19. Device according to claim 11 , wherein the first and second fractions correspond substantially to attenuations of 10 dB and 60 dB, respectively.

20. Device according to claim 11 , wherein the comparison of the first and second versions of the speech signal is performed on respective differences between the energies of said first and second versions in said frequency band and a lower bound of the energy of the denoised version of the speech signal in said frequency band.

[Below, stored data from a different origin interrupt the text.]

PR #19956, opened 2020-01-28
Fix typo

natrem:
Fix non-existing documented type ``java.util.String``


snicoll:
@natrem good catch and thank you for making your first contribution to Spring Boot.

PR #19959, opened 2020-01-28
Add shared jar launcher to core launcher implementations

alero:
We use this in production as it helps with different service runners (mainly to support windows proc-run that send stop/retart commands via the same open jvm and its running classloader)

The shared jar launcher means its possible to send commands to the same open service loaded via spring-boot

### DIFF
--- a/spring-boot-project/spring-boot-tools/spring-boot-loader/src/main/java/org/springframework/boot/loader/SharedJarLauncher.java
+++ b/spring-boot-project/spring-boot-tools/spring-boot-loader/src/main/java/org/springframework/boot/loader/SharedJarLauncher.java
@@ -1,0 +1,63 @@
+/*
+ * Copyright 2012-2019 the original author or authors.
+ *
+ * Licensed under the Apache License, Version 2.0 (the "License");
+ * you may not use this file except in compliance with the License.
+ * You may obtain a copy of the License at
+ *
+ *      https://www.apache.org/licenses/LICENSE-2.0
+ *
+ * Unless required by applicable law or agreed to in writing, software
+ * distributed under the License is distributed on an "AS IS" BASIS,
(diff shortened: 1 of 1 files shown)


pivotal-issuemaster:
@alero Please sign the [Contributor License Agreement](https://cla.pivotal.io/sign/spring?repositoryId=spring-projects/spring-boot&pullRequestId=19959)!

[Click here](https://cla.pivotal.io/sync/spring?repositoryId=spring-projects/spring-boot&pullRequestId=19959) to manually synchronize the status of this Pull Request.

alero:
Will wait for feedback before I progress with CLA and/or tests, not sure if this is seen as a feature that would be needed by the spring-boot community

wilkinsona:
Thanks for the PR, @alero. Can you give us an example of how you typically use the shared launcher? What's the entry point to the JVM where the shared instance of the launcher exists?

alero:
Hi, yes we utilize proc-run to run the spring-boot services within windows servers, this binds the service to the windows service management and makes it possible to stop/start/restart. But this does not utilize the more common way of sending kill signals to the JVM but rather calls the same method "init" again but with a kill/stop word, to be able to actually shutdown the running JVM we must be able to reach the classloader that runs the spring-boot application

https://commons.apache.org/proper/commons-daemon/procrun.html

wilkinsona:
Thanks for the info, @alero. I've flagged this one for team attention so that we can discuss whether or not this is something that we want to support out of the box.

wilkinsona:
Thanks for the suggestion. We've discussed this today and the team have decided that we do not want to add shared launcher support to Spring Boot at this time. We haven't seen sufficient demand for the functionality to justify the ongoing maintenance cost. Thanks anyway.

Issue #19356, opened 2019-12-12
Upgrade to SpringData MongoDB 3.0 and MongoDB Java Driver 4.0


christophstrobl:
SpringData MongoDB intends to upgrade to the MongoDB Java Driver 4.0 (sync/reactive) with the Neumann (M1) release. This will be a major upgrade due to breaking changes in the public API of SpringData (see [upgrading from 2.x to 3.x](https://github.com/spring-projects/spring-data-mongodb/blob/3.x/src/main/asciidoc/upgrading.adoc) for details).

Both, the MongoDB 4.0 drivers as well as SpringData MongoDB 3.0 are currently only available as SNAPSHOT dependencies. 

---

SpringData MongoDB - 3.0
https://github.com/spring-projects/spring-data-mongodb/tree/3.x

Spring Boot - Mongo Drivers 4.0 (incl. Spring Data MongoDB 3.0)
https://github.com/christophstrobl/spring-boot/tree/mongo-driver-4_0

Spring Session Data MongoDB
https://github.com/spring-projects/spring-session-data-mongodb/tree/mongo-driver-4_0

wilkinsona:
Thanks, @christophstrobl. This will require some coordination across a few projects to get this into Boot 2.3 (due in April 2020) as it will pull a few projects into that schedule.

I think at least the following projects will be affected:

- Spring Batch (@benas @mminella)
- Spring Integration (@artembilan @garyrussell)
- Spring Session (@vpavic @rwinch)

There may be others that are affected directly or indirectly. Can you and @mp911de please coordinate with the other projects and make sure that everyone has the bandwidth to absorb the breaking changes coming in Neumann?

christophstrobl:
@vpavic @gregturn there's already a branch with the required changes ([spring-session-data-mongodb/mongo-driver-4_0](https://github.com/spring-projects/spring-session-data-mongodb/tree/mongo-driver-4_0)) for Spring Session MongoDB.

artembilan:
See https://github.com/spring-projects/spring-integration/issues/3121.

This is going to be one more argument to release Spring Integration 5.3 in time for Spring Boot 2.3.

Thanks for heads up!

christophstrobl:
SD-MongoDB 4.0 (beta1) driver changes are on master now. I'll update https://github.com/christophstrobl/spring-boot/tree/mongo-driver-4_0 and open a PR.

snicoll:
Closing in favour of PR #19960 

[...]

PR #19960, opened 2020-01-28
Upgrade to SpringData MongoDB 3.0 and MongoDB Java Driver 4.0 beta1

christophstrobl:
Upgrade to Spring Data MongoDB 3.0 (Neumann). The update requires MongoDB Driver 4.0 (beta1 at this time). 

Switch from `com.mongodb.MongoClient` and `com.mongodb.MongoClientOptions` to `com.mongodb.client.MongoClient` & `com.mongodb.MongoClientSettings` and share code paths for `MongoClientSettings` between reactive and imperative configuration.

Closes: #19356

### DIFF
--- a/spring-boot-project/spring-boot-autoconfigure/src/main/java/org/springframework/boot/autoconfigure/mongo/MongoAutoConfiguration.java
+++ b/spring-boot-project/spring-boot-autoconfigure/src/main/java/org/springframework/boot/autoconfigure/mongo/MongoAutoConfiguration.java
@@ -16,8 +16,10 @@
 
 package org.springframework.boot.autoconfigure.mongo;
 
-import com.mongodb.MongoClient;
-import com.mongodb.MongoClientOptions;
+import java.util.stream.Collectors;
+
+import com.mongodb.MongoClientSettings;
+import com.mongodb.client.MongoClient;
 
 import org.springframework.beans.factory.ObjectProvider;
 import org.springframework.boot.autoconfigure.EnableAutoConfiguration;
@@ -45,10 +47,13 @@ import org.springframework.core.env.Environment;
 public class MongoAutoConfiguration {
 
 	@Bean
-	@ConditionalOnMissingBean(type = { "com.mongodb.MongoClient", "com.mongodb.client.MongoClient" })
-	public MongoClient mongo(MongoProperties properties, ObjectProvider<MongoClientOptions> options,
-			Environment environment) {
-		return new MongoClientFactory(properties, environment).createMongoClient(options.getIfAvailable());
+	@ConditionalOnMissingBean(type = { "com.mongodb.client.MongoClient" })
+	public MongoClient mongo(MongoProperties properties, Environment environment,
+			ObjectProvider<MongoClientSettingsBuilderCustomizer> builderCustomizers,
+			ObjectProvider<MongoClientSettings> settings) {
+		return new MongoClientFactory(properties, environment,
+				builderCustomizers.orderedStream().collect(Collectors.toList()))
+						.createMongoClient(settings.getIfAvailable());
 	}
 
 }
--- a/spring-boot-project/spring-boot-autoconfigure/src/main/java/org/springframework/boot/autoconfigure/mongo/MongoClientFactory.java
+++ b/spring-boot-project/spring-boot-autoconfigure/src/main/java/org/springframework/boot/autoconfigure/mongo/MongoClientFactory.java
@@ -16,15 +16,11 @@
 
 package org.springframework.boot.autoconfigure.mongo;
 
-import java.util.Collections;
 import java.util.List;
 
-import com.mongodb.MongoClient;
-import com.mongodb.MongoClientOptions;
-import com.mongodb.MongoClientOptions.Builder;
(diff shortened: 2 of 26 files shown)


spring-boot-project/spring-boot-autoconfigure/src/main/java/org/springframework/boot/autoconfigure/mongo/MongoClientFactorySupport.java
```diff
@@ -0,0 +1,144 @@
...
+
+	private void applyHostAndPort(MongoClientSettings.Builder settings) {
+
+		if (isEmbedded()) {
+			settings.applyConnectionString(new ConnectionString("mongodb://localhost:" + getEmbeddedPort()));
+			return;
+		}
+		if (!this.properties.determineUri().equals(MongoProperties.DEFAULT_URI)) {
+			if (hasCustomAddress()) {
+				Assert.state(this.properties.getUri() == null,
```
snicoll: This is breaking an existing test and I fail to see how that's related to the migration to the new driver. Can you please clarify?

christophstrobl: It seems to be a mismatch that existed between the reactive and imperative implementation. If you remove that `if` statement `ReactiveMongoClientFactoryTests.uriCannotBeSetWithHostPort` will fail which contradicts `MongoPropertiesTests.uriOverridesHostAndPort`.

spring-boot-project/spring-boot-autoconfigure/src/main/java/org/springframework/boot/autoconfigure/mongo/MongoAutoConfiguration.java
```diff
@@ -45,10 +47,13 @@
 public class MongoAutoConfiguration {
 
 	@Bean
-	@ConditionalOnMissingBean(type = { "com.mongodb.MongoClient", "com.mongodb.client.MongoClient" })
-	public MongoClient mongo(MongoProperties properties, ObjectProvider<MongoClientOptions> options,
-			Environment environment) {
-		return new MongoClientFactory(properties, environment).createMongoClient(options.getIfAvailable());
+	@ConditionalOnMissingBean(type = { "com.mongodb.client.MongoClient" })
+	public MongoClient mongo(MongoProperties properties, Environment environment,
+			ObjectProvider<MongoClientSettingsBuilderCustomizer> builderCustomizers,
```
snicoll: Now that the settings are shared by the two API, we can apply the same customizer consistently which is great. I've removed that in the case of the upgrade though as I'd prefer adding this in an isolated commit.

spring-boot-project/spring-boot-autoconfigure/src/main/java/org/springframework/boot/autoconfigure/mongo/MongoClientFactory.java
```diff
@@ -39,102 +35,23 @@
  * @author Stephane Nicoll
  * @author Nasko Vasilev
  * @author Mark Paluch
+ * @author Christoph Strobl
  * @since 2.0.0
  */
-public class MongoClientFactory {
+public class MongoClientFactory extends MongoClientFactorySupport<MongoClient> {
```
snicoll: While I agree having a shared factory that behaves consistently, I am not sure we are ready to do this just yet. There's quite some history in the original MongoDB auto-configuration and sharing the code with the reactive counter part will change the semantics. I think we should keep the two separated for the time being and investigate what bits are problematic.

spring-boot-project/spring-boot-autoconfigure/src/test/java/org/springframework/boot/autoconfigure/mongo/MongoPropertiesTests.java
```diff
@@ -55,48 +58,43 @@ void canBindCharArrayPassword() {
 	@Test
 	@SuppressWarnings("deprecation")
 	void allMongoClientOptionsCanBeSet() {
```
snicoll: By restoring the code as it was before in my polish, this test fails. The replicat set is erased by the connection URI. I don't know if that's a new behaviour of the driver or if I messed up the change but I'd appreciate some help there.

spring-boot-project/spring-boot-autoconfigure/src/test/java/org/springframework/boot/autoconfigure/mongo/ReactiveMongoClientFactoryTests.java
```diff
@@ -117,13 +118,13 @@ void retryWritesIsPropagatedFromUri() {
 	}
 
 	@Test
-	void uriCannotBeSetWithCredentials() {
+	void uriCanBeSetWithCredentials() {
```
snicoll: I don't think we should be making that change as part of the upgrade to the new driver unless this use case is no longer supported.

snicoll:
This broke a smoke test as it looks like we don't connect to the embedded broker properly anymore

PR #19961, opened 2020-01-28
Fix Gradle plugin documentation links

dreis2211:
Hi,

I saw also one broken link in the Gradle Plugin docs that this PR will fix.

Cheers,
Christoph


snicoll:
Good catch, thank you so much.

PR #19986, opened 2020-01-30
Webflux coroutines smoke test improvement

SokoMishaLov:


wilkinsona:
Thanks for the proposal. Our smoke tests are intended to verify that functionality that Spring Boot has configured is working as expected. We don't have any specific configuration for the functionality that's covered by the proposed improvements. As such, I think that Spring Framework's build is a more appropriate place for this testing to be performed as that's where the functionality is implemented. Thanks anyway.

21. A computer program product, loadable into a memory associated with a processor, and comprising portions of code for execution by the processor to detect voice activity in an input digital speech signal in at least one frequency band, whereby the voice activity is detected on the basis of an analysis comprising the step of comparing two different versions of the speech signal, wherein the two different versions of the speech signal are two versions denoised by non-linear spectral subtraction, wherein a first of the two versions is denoised in such a way as not to be less, in the spectral domain, than a first fraction of a long-term estimate representative of a noise component included in the speech signal, and the second of the two versions is denoised in such a way as not to be less, in the spectral domain, than a second fraction of said long-term estimate, smaller than said first fraction.

22. A computer program product according to claim 21 , wherein said comparison is performed on respective energies, evaluated in said frequency band, of the two different versions of the speech signal, or to a monotonic function of said energies.

23. A computer program product according to claim 21 , wherein said analysis further comprises a time smoothing of the energy of one of said versions of the speech signal, and a comparison between the energy of said version and the smoothed energy.

24. A computer program product according to claim 23 , wherein the comparison between the energy of said version and the smoothed energy controls transitions of a voice activity detection automaton from a speech state to a silence state, and wherein the comparison of the two different versions of the speech signal controls transitions of the detection automaton from the silence state to the speech state.

25. A computer program product according to claim 21 , wherein said analysis further comprises a time smoothing of the energy of each of the two versions of the speech signal, by means of a smoothing window determined by comparing the energy of the second of the two versions with the smoothed energy of the second of the two versions.

26. A computer program product according to claim 25 , wherein the smoothing window is an exponential window defined by a forgetting factor.

27. A computer program product according to claim 26 , wherein said analysis further comprises the step of allocating a substantially zero value to the forgetting factor when the energy of the second of the two versions is less than a value of the order of the smoothed energy of the second of the two versions.

28. A computer program product according to claim 27 , wherein said analysis further comprises the steps of allocating a first value substantially equal to 1 to the forgetting factor when the energy of the second of the two versions is greater than said value of the order of the smoothed energy multiplied by a coefficient bigger than 1, and allocating a second value lying between 0 and said first value to the forgetting factor when the energy of the second of the two versions is greater than said value of the order of the smoothed energy and less than said value of the order of the smoothed energy multiplied by said coefficient.

29. A computer program product according to claim 21 , wherein the first and second fractions correspond substantially to attenuations of 10 dB and 60 dB, respectively.

30. A computer program product according to claim 21 , wherein the comparison of the two different versions of the speech signal is performed on respective differences between the energies of said two versions in said frequency band and a lower bound of the energy of the denoised version of the speech signal in said frequency band.